As a newcomer to Hamilton, I wanted to see Rowing to get an extra taste of the local flavour. I'm not sure if that's what I got in a roiling hour and ten minutes of profane, youthful sweat and insecurity. Of all those elements, insecurity forms the crux.
Everybody here has something to prove, ostensibly to someone else, but always on the basis of their own warped understanding. The targets of frustration are familiar and universal - a lack of maturity, under- and unemployment, sexual inadequacy. But each character's self-perceived flaw and self-conceived solution is formed in the echo chamber of their own mind.
This dynamic throws an interesting light on how they view their own city. In the anguished words of one, the "downtown core looks like a nuke went off in it." For better or worse, they still feel bound to stand by their hometown, commuting from the outside if necessary, to defend where they're from and maintain its legacy, whatever that may mean. As usual, their insecurities belie the strengths they never suspected they had.
Come to this performance ready for a lot of yelling and nearly nonstop emotion. Violence, profanity, alcohol, and sex all have their role to play. Get past those, however, and you'll notice an interesting and creative theatrical take on digital communication.
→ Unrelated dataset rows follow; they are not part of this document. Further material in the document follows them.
PR #1204, opened 2020-07-22
Put a little more effort in the symbol scope names

rwols:
The scopes are taken from http://www.sublimetext.com/docs/3/scope_naming.html

It wasn't clear to me which scopes belong to these symbol kinds:

- Array
- Object
- Key
- Enum Member (what is this?)
- Event

### DIFF
--- a/plugin/core/views.py
+++ b/plugin/core/views.py
@@ -47,7 +47,7 @@ SYMBOL_KINDS = [
     ("Boolean",        "constant.language"),
     ("Array",          "meta.sequence"),  # Unsure about this one [scope taken from JSON.sublime-syntax]
     ("Object",         "meta.mapping"),  # Unsure about this one [scope taken from JSON.sublime-syntax]
-    ("Key",            "string meta.mapping.key"),  # Unsure about this one [scope taken from JSON.sublime-syntax]
+    ("Key",            "meta.mapping.key string"),  # Unsure about this one [scope taken from JSON.sublime-syntax]
     ("Null",           "constant.language"),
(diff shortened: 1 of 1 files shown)


predragnikolic:
I just looked up in the [TypeScript Docs](https://www.typescriptlang.org/docs/handbook/enums.html)
```
enum Direction {
    Up,
    Down,
    Left,
    Right,
}
```
the enum is Direction,
enum members are Up, Down, Left, Eight

plugin/core/views.py
```diff
@@ -25,34 +25,35 @@
...
-    ("Null",           "comment"),
-    ("Enum Member",    "comment"),
-    ("Struct",         "comment"),
-    ("Event",          "comment"),
-    ("Operator",       "comment"),
-    ("Type Parameter", "comment"),
+    ("Boolean",        "constant.language"),
+    ("Array",          "meta.sequence"),  # Unsure about this one [scope taken from JSON.sublime-syntax]
+    ("Object",         "meta.mapping"),  # Unsure about this one [scope taken from JSON.sublime-syntax]
+    ("Key",            "string meta.mapping.key"),  # Unsure about this one [scope taken from JSON.sublime-syntax]
```
jwortmann, line 50: This should probably be `meta.mapping.key string`

plugin/core/views.py
```diff
@@ -25,34 +25,35 @@
...
+    ("Null",           "constant.language"),
+    ("Enum Member",    "storage.type.enum keyword.declaration.enum"),  # ???
```
jwortmann, line 52: `constant.other.enum` is used by Java and C# in the default syntaxes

The cast puts in strong performances, too, with Andrew Markowiak playing Rick Epstein, a bit of a sad-sack who's pathetic, conniving, resilient, and sympathetic all at the same time. Rachel Estok is completely convincing as Chris (or Kris?), a tight-skirted blonde with a mickey of vodka in her purse.
So while I'm not qualified to judge whether Rowing portrays much about Hamilton accurately, it left me with an extra sense of place-specific myth and nostalgia that I'm happy to have encountered.